# Crazy Dragon - Art Thread



## CrazyDragon (Jun 21, 2017)

Just a few of my latest works, feel free to visit any of my other sites to see more!
(See signature for links)

---


----------



## Silverphoenix (Jun 21, 2017)

CrazyDragon said:


> Just a few of my latest works, feel free to visit any of my other sites to see more!
> (See signature for links)
> 
> ---


Great work, two thumbs up )


----------



## JesterKatz (Jun 22, 2017)

*Scottish accent* DRAGONS!! 

I like your coloring.


----------



## Langepon (Jun 22, 2017)

Are those markers? Those are defintitely markers! Your pencil work is also very dynamic, I like the variations in thickness and all!


----------



## CrazyDragon (Jun 23, 2017)

Langepon said:


> Are those markers? Those are defintitely markers! Your pencil work is also very dynamic, I like the variations in thickness and all!



Thank you!


----------



## kidchameleon (Jun 23, 2017)

Those first two (especially) blow my mind. No idea how you can do that with markers... you may be a wizard


----------



## CrazyDragon (Jun 23, 2017)

kidchameleon said:


> Those first two (especially) blow my mind. No idea how you can do that with markers... you may be a wizard



I sold my old Cintiq and find my Bamboo tablet puts too much stress on my wrist, so until I buy something new my markers are my only colour outlet. I use them a lot!


----------



## Tecwyn (Jun 23, 2017)

These are simply amazing, the coloration is vibrant yet not too wild. Keep doing what you do, because you're doing it right


----------



## CrazyDragon (Jun 23, 2017)

A new one for a long time supporter, Badroy!


----------



## Langepon (Jun 23, 2017)

The tails looks so soft and squishy and comfortable. And once again, the pencil shading is great. You have a very good eye for values and line thickness


----------



## Tigers-on-Unicycles (Jun 24, 2017)

Beautiful work! That pencil. My eyes want to eat it.


----------



## CrazyDragon (Jun 25, 2017)

@Langepon 
Thank you! Glad the squishy-ness of the tail reads. I don't opt to pencil shade often so thought I would practice 

@Tigers-on-Unicycles 
Quite tasty


----------



## CrazyDragon (Jun 28, 2017)

Just finished this latest commission, a HUGE challenge for me and my markers, but i'm happy with the result!


----------



## Tigers-on-Unicycles (Jun 30, 2017)

Good god it's beautiful. Are they all dried up now?


----------



## LadyFromEast (Jul 1, 2017)

Your artwork is truly amazing and an immense pleasure to look at! I eslecially love the diverse poses you employ for the characters you draw and the way you choose to colour your art! It makes so lifelike and vivid! You work miracles with your markers <3


----------



## CrazyDragon (Jul 1, 2017)

Tigers-on-Unicycles said:


> Good god it's beautiful. Are they all dried up now?
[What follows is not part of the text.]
PR #3674, opened 2025-09-16
[MDS-6657] Fix bug where variable inserted into the wrong form

sggerard:
## Objective 

[MDS-6657](https://bcmines.atlassian.net/browse/MDS-6657)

Hahah the great thing is, it required my darkest markers which I don't typically use. Win!



LadyFromEast said:


> Your artwork is truly amazing and an immense pleasure to look at! I eslecially love the diverse poses you employ for the characters you draw and the way you choose to colour your art! It makes so lifelike and vivid! You work miracles with your markers <3



Thank you so much!

A new one from yesterday, because pizza space love


----------



## LadyFromEast (Jul 2, 2017)

Exquisute! I love how you did the galaxy and the pizza on your newest one!


----------



## MissNook (Jul 2, 2017)

Really cool! I'm impressed by your use of markers and the quality of your lines <3 I think you must be quite polyvalent. I can see you use volumes quite well, you have some composition skills (maybe you could refined them a little but really not that much), there's a lot of energy too (which for me is one of the most important part) and you're great with colouring!
Really awesome!


----------



## Langepon (Jul 2, 2017)

Just curious, what are the approximate sizes of your artworks? You're getting very fine details there with the markers. I often have the feeling that the tips of mine are too thick... or maybe just too old.


----------



## CrazyDragon (Jul 2, 2017)

LadyFromEast said:


> Exquisute! I love how you did the galaxy and the pizza on your newest one!


Thank you!



MissNook said:


> Really cool! I'm impressed by your use of markers and the quality of your lines <3 I think you must be quite polyvalent. I can see you use volumes quite well, you have some composition skills (maybe you could refined them a little but really not that much), there's a lot of energy too (which for me is one of the most important part) and you're great with colouring!
> Really awesome!



Thanks! My schooling helped a lot with understanding form, composition, silhoutte, etc. etc. The hearts composition is garbage I will say that, it's really unbalanced and uneven. Going back I would have repositioned the largest heart and increased the scale for sure. Ink lines and marker skills comes from a long history of using specialty art markers, ShinHan Touch markers were my first but after upgrading to Copics in college I never looked back.



Langepon said:


> Just curious, what are the approximate sizes of your artworks? You're getting very fine details there with the markers. I often have the feeling that the tips of mine are too thick... or maybe just too old.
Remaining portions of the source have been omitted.